The Central Bank of Sri Lanka, on behalf of the Government of Sri Lanka, offered to issue Sri Lanka Development Bonds (SLDBs) of US $ 60 million in 3-year tenor to eligible investors for subscription at a rate of US $ 6 month LIBOR plus a margin to be determined through competitive bidding.
The offer was opened from 10th – 17th of September for bidding with settlement due on the 24th of September 2012.
“In view of the high demand by the investors, the Government decided to accept US $ 121.05 million in 3 year maturity at the market determined rates of US $ 6 month LIBOR + 400 bps (weighted average margin),” a statement from the Central Bank of Sri Lanka read.
“Today, the US $ 6 month LIBOR rate is 0.67 per cent. With this transaction, the Government succeeded in achieving a lower margin compared to the 410 bps of the previous three-year SLDB issue in June 2012,” it added.

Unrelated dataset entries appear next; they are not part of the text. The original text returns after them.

PR #7518, opened 2024-07-02
feat: Project limit UI

kwasniew:
## About the changes

Screenshot 2024-07-02 at 12 32 04

Details:
* block the add project button when project limit exceeded
* since we show the number of projects on the page I don't show this number in the disabled message to keep the component API simpler (we can change it though)
* excluding negative numbers in config (abstraction waiting to be extracted)

### DIFF
--- a/frontend/src/component/project/ProjectList/ProjectList.test.tsx
+++ b/frontend/src/component/project/ProjectList/ProjectList.test.tsx
@@ -1,7 +1,7 @@
 import { render } from 'utils/testRenderer';
 import { ProjectListNew } from './ProjectList';
 import { screen, waitFor } from '@testing-library/react';
-import { testServerRoute, testServerSetup } from '../../../utils/testServer';
+import { testServerRoute, testServerSetup } from 'utils/testServer';
 import { CREATE_PROJECT } from '../../providers/AccessProvider/permissions';
 
 const server = testServerSetup();
--- a/frontend/src/component/project/ProjectList/ProjectList.test.tsx
+++ b/frontend/src/component/project/ProjectList/ProjectList.test.tsx
@@ -1,0 +1,37 @@
+import { render } from 'utils/testRenderer';
+import { ProjectListNew } from './ProjectList';
+import { screen, waitFor } from '@testing-library/react';
+import { testServerRoute, testServerSetup } from '../../../utils/testServer';
+import { CREATE_PROJECT } from '../../providers/AccessProvider/permissions';
+
+const server = testServerSetup();
+
+const setupApi = () => {
+    testServerRoute(server, '/api/admin/ui-config', {
+        flags: {
+            resourceLimits: true,
+        },
+        resourceLimits: {
+            projects: 1,
+        },
+        versionInfo: {
+            current: { enterprise: 'version' },
+        },
+    });
+
+    testServerRoute(server, '/api/admin/projects', {
+        projects: [],
+    });
+};
+
+test('Enabled new project button when limits, version and permission allow for it', async () => {
+    setupApi();
+    render(<ProjectListNew />, {
+        permissions: [{ permission: CREATE_PROJECT }],
+    });
+
+    await waitFor(async () => {
+        const button = await screen.findByText('New project');
+        expect(button).not.toBeDisabled();
+    });
+});
--- a/frontend/src/component/project/ProjectList/ProjectList.test.tsx
+++ b/frontend/src/component/project/ProjectList/ProjectList.test.tsx
@@ -30,6 +30,9 @@ test('Enabled new project button when limits, version and permission allow for i
         permissions: [{ permission: CREATE_PROJECT }],
     });
 
+    const button = await screen.findByText('New project');
+    expect(button).toBeDisabled();
+
     await waitFor(async () => {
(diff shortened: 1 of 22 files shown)


src/lib/features/project/project-service.limit.test.ts
```diff
@@ -28,24 +28,3 @@ test('Should not allow to exceed project limit', async () => {
         "Failed to create project. You can't create more than the established limit of 1.",
     );
 });
-
-test('Should enforce minimum project limit of 1', async () => {
```
kwasniew, line 32: we moved the invalid data checking to the config

frontend/src/component/project/ProjectList/ProjectList.test.tsx
```diff
@@ -0,0 +1,37 @@
+import { render } from 'utils/testRenderer';
+import { ProjectListNew } from './ProjectList';
+import { screen, waitFor } from '@testing-library/react';
+import { testServerRoute, testServerSetup } from '../../../utils/testServer';
+import { CREATE_PROJECT } from '../../providers/AccessProvider/permissions';
+
+const server = testServerSetup();
+
+const setupApi = () => {
+    testServerRoute(server, '/api/admin/ui-config', {
```
daveleek, line 10: Cool, is this how we stub out backends for testing?

kwasniew: yup, we mock HTTP with the msw library wrapped in our own abstraction (https://mswjs.io/)

frontend/src/component/project/ProjectList/ProjectList.test.tsx
thomasheartman, line 1: Is there no test for when it should be disabled?

frontend/src/component/project/ProjectList/ProjectList.tsx
```diff
@@ -86,16 +95,31 @@ function resolveCreateButtonData(
...
-const ProjectCreationButton = () => {
+const useProjectLimit = (projectsLimit: number, projectCount: number) => {
+    const resourceLimitsEnabled = useUiFlag('resourceLimits');
+    const limitReached = resourceLimitsEnabled && projectCount >= projectsLimit;
+
+    return limitReached;
+};
+
+const ProjectCreationButton: FC<{ projectCount: number }> = ({
+    projectCount,
```
thomasheartman, line 106: Question regarding SWR and shared caches etc:

Is there any point in passing the `projectCount` here instead of using `useProjects` directly in the button component? If it's a shared cache, then it doesn't incur any extra costs, right? With all the other stuff this button is doing (getting search params, access data, etc), it feels strange that _that's_ the thing we pass in.

thomasheartman (approved):

frontend/src/hooks/api/getters/useUiConfig/defaultValue.tsx
```diff
@@ -40,5 +40,6 @@ export const defaultValue: IUiConfig = {
         featureEnvironmentStrategies: 30,
         environments: 50,
         constraintValues: 250,
+        projects: 500,
```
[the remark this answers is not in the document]
kwasniew: I think we use it if backend didn't have a value

frontend/src/component/project/ProjectList/ProjectList.tsx
kwasniew: If we move useProjects inside the button then the button is aware of all the details of all the projects while it only needs to know how many projects we have. I introduced this param to limit the surface area of the things the button needs to know about projects.

frontend/src/component/project/ProjectList/ProjectList.test.tsx
thomasheartman: Sure, but this doesn't ensure that the limit condition actually kicks in. I mean, I'll leave it up to you, but because this task is about actually disabling the button when the user has reached the limit, it seems strange to me not to have a test that checks that exact thing 🤷🏼

frontend/src/component/project/ProjectList/ProjectList.tsx
thomasheartman: Yeah. This is a good point, and I'm honestly not sure what we typically do. On one extreme, you have the Elm architecture, right, where everything is passed down as props from above. But with SWR and react hooks, it's more like everything is accessible everywhere, so we grab what we need when we need it.

So in that case, it makes sense to me that this button, which is a highly specialized component already, can just go ahead and grab the projects directly if it needs them.

On the other hand, this kind of rampant implicit reading does make me throw up in my mouth a bit because it goes against a lot of what I have been taught. Also makes it harder to test when you need to set up a bunch of server routes etc. 

So I'm happy to go either way, but I'm not convinced that leaving the project count alone as something we need to pass makes the most sense. But I'm also not opposed to it. I see your reasoning and am happy for you to leave it as is. I also got to hear your thoughts on the matter, so that's great 😄

kwasniew: For the one off component like this one it probably does not matter that much. I'd be more worried if we shared this component in 20 different places then the shape of the API and the corresponding tradeoffs would matter a lot more.

PR #7519, opened 2024-07-02
chore: extract api token service composition root; place it in /features

thomasheartman:
This is a refactoring task, creating an ApiTokenService composition root in /features.


src/lib/services/api-token-service.test.ts
```diff
@@ -37,21 +31,7 @@ test('Should init api token', async () => {
...
-    const eventService = createFakeEventsService(config);
-
-    new ApiTokenService(
-        { apiTokenStore, environmentStore },
-        config,
-        eventService,
-    );
-
-    await insertCalled;
+    const { apiTokenStore } = createFakeApiTokenService(config);
```
thomasheartman, line 34: I'm kinda unsure about this test. I wonder whether the implicit insertion of init api tokens into a fake store by the api token service creation is really telling us anything useful? I guess it's proving that the store gets the data from the config passed to it, though.

Wouldn't it be better to have this in an apiTokenStore test?

kwasniew (approved):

The statement from the CBSL went on to state that both foreign and local commercial banks operating in Sri Lanka had subscribed bids at the auction.
SLDB’s are transferable by endorsement, delivery and registration with the Superintendent of Public Debt of the Central Bank of Sri Lanka.
Eligible investors may purchase SLDBs in the secondary market through Designated Agents appointed by the Central Bank of Sri Lanka.
The SLDB issue was executed in terms of Section 2 (a) and 2 (c) of the Foreign Loans Act No. 29 of 1957 as amended.